— Entries taken from a collection —

--- START ---

PR #1175, opened 2023-11-02
implementation for allowing prompts to be loaded from the langchain hub

vinodkiran:


vinodkiran:
image

Select your credential
enter a valid prompt in the text field, and click on lookup.
the prompt templates should be populated in the corresponding fields

PR #1176, opened 2023-11-02
Feature/Add query to vec2doc

HenryHengZJ:
Add ability to define a query to retrieve docs from vector store:
image


kientv:
Look like that the document is the same at every time when the query empty (I mean query is user question)

PR #1182, opened 2023-11-06
fix S3 loader, added region

muratlutfigoncu:
S3 File loader was failing due to "Missing region". Added a region key to s3 config.


HenryHengZJ:
Thanks for the suggested fix. But if you try to console log the `s3Config`, region is being passed correctly no?

PR #1191, opened 2023-11-08
Bug fix -- all remote packages should be referenced as local

automaton82:
Currently if you accidentally install the packages from npm, such as `npm install flowise-components`, you will be stuck as both `yarn` and `npm` will constantly use the public version instead of the local version.

This issue cost me several hours to diagnose when my build would successfully work, but no changes would be seen. It's especially dangerous during version changes of packages which is when you'll notice it happen the most.

To solve this, `package.json` supports [local dependencies](https://www.stefanjudis.com/today-i-learned/npm-install-supports-local-packages/) via the `file:` notation. Using this instead of `*` ensures the package comes from the local one, not any global one that happens to be around.


HenryHengZJ:
will have to test this against different installation method. Currently FW can be installed and run via:

- `npm install -g flowise` -> `npx flowise start`
- docker compose
- docker local image
- yarn

automaton82:
Ah yea that's fair, I didn't try that.

hrayr-artunyan:
@automaton82 I ran into the same issue today, here's how I resolved it:

1. Run `yarn link` in `packages/ui`
2. Run `yarn link` in `packages/components`
3. Run `yarn link flowise-ui flowise-components` in `packages/server`,

automaton82:
Thank you for sharing that information! I like this permanent fix more 😄 but I get there's a risk.

automaton82:
I'm closing this PR, it's not correct. As of today it fails for me because it copies both `flowise-components` and `flowise-ui` into `$/packages/server/node_modules` and those do not have their icons (among other problems).

If `*` is used instead this doesn't happen (they aren't copied), and if the problem arises then the above suggestion to use `yarn link` should suffice.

--- END ---

— Task to carry out —
What is needed here is an exact copy of all the entries.

— Answer below —
PR #1175, opened 2023-11-02
implementation for allowing prompts to be loaded from the langchain hub

vinodkiran:


vinodkiran:
image

Select your credential
enter a valid prompt in the text field, and click on lookup.
the prompt templates should be populated in the corresponding fields

PR #1176, opened 2023-11-02
Feature/Add query to vec2doc

HenryHengZJ:
Add ability to define a query to retrieve docs from vector store:
image


kientv:
Look like that the document is the same at every time when the query empty (I mean query is user question)

PR #1182, opened 2023-11-06
fix S3 loader, added region

muratlutfigoncu:
S3 File loader was failing due to "Missing region". Added a region key to s3 config.


HenryHengZJ:
Thanks for the suggested fix. But if you try to console log the `s3Config`, region is being passed correctly no?

PR #1191, opened 2023-11-08
Bug fix -- all remote packages should be referenced as local

automaton82:
Currently if you accidentally install the packages from npm, such as `npm install flowise-components`, you will be stuck as both `yarn` and `npm` will constantly use the public version instead of the local version.

This issue cost me several hours to diagnose when my build would successfully work, but no changes would be seen. It's especially dangerous during version changes of packages which is when you'll notice it happen the most.

To solve this, `package.json` supports [local dependencies](https://www.stefanjudis.com/today-i-learned/npm-install-supports-local-packages/) via the `file:` notation. Using this instead of `*` ensures the package comes from the local one, not any global one that happens to be around.


HenryHengZJ:
will have to test this against different installation method. Currently FW can be installed and run via:

- `npm install -g flowise` -> `npx flowise start`
- docker compose
- docker local image
- yarn

automaton82:
Ah yea that's fair, I didn't try that.

hrayr-artunyan:
@automaton82 I ran into the same issue today, here's how I resolved it:

1. Run `yarn link` in `packages/ui`
2. Run `yarn link` in `packages/components`
3. Run `yarn link flowise-ui flowise-components` in `packages/server`,

automaton82:
Thank you for sharing that information! I like this permanent fix more 😄 but I get there's a risk.

automaton82:
I'm closing this PR, it's not correct. As of today it fails for me because it copies both `flowise-components` and `flowise-ui` into `$/packages/server/node_modules` and those do not have their icons (among other problems).

If `*` is used instead this doesn't happen (they aren't copied), and if the problem arises then the above suggestion to use `yarn link` should suffice.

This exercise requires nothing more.